> **YOUR OBJECTIVE**:
In the data, find the word "animation" and copy out every line that has it.

> **EXTRACTED DATA**:
PR #5447, opened 2022-11-09
Stop pending animation on close

Jean-Eudes-le-retour:
**Description**
If an animation recording is started and Webots is closed before it is stopped, the json animation file is not created. This adds a small check to stop the animation correctly when Webots is closed by the user in the GUI, with ctrl-C in the console or by a supervisor.


ad-daniel:
The test sources fails because you have spaces before and after the code you inserted, I suggest you activate the `"files.trimTrailingWhitespace": true,` if you have vscode or something equivalent

ad-daniel (approved):
Thank you, seems to be working as intended. I've also fixed the missing dot.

> **ANSWER BELOW**:
Stop pending animation on close
If an animation recording is started and Webots is closed before it is stopped, the json animation file is not created. This adds a small check to stop the animation correctly when Webots is closed by the user in the GUI, with ctrl-C in the console or by a supervisor.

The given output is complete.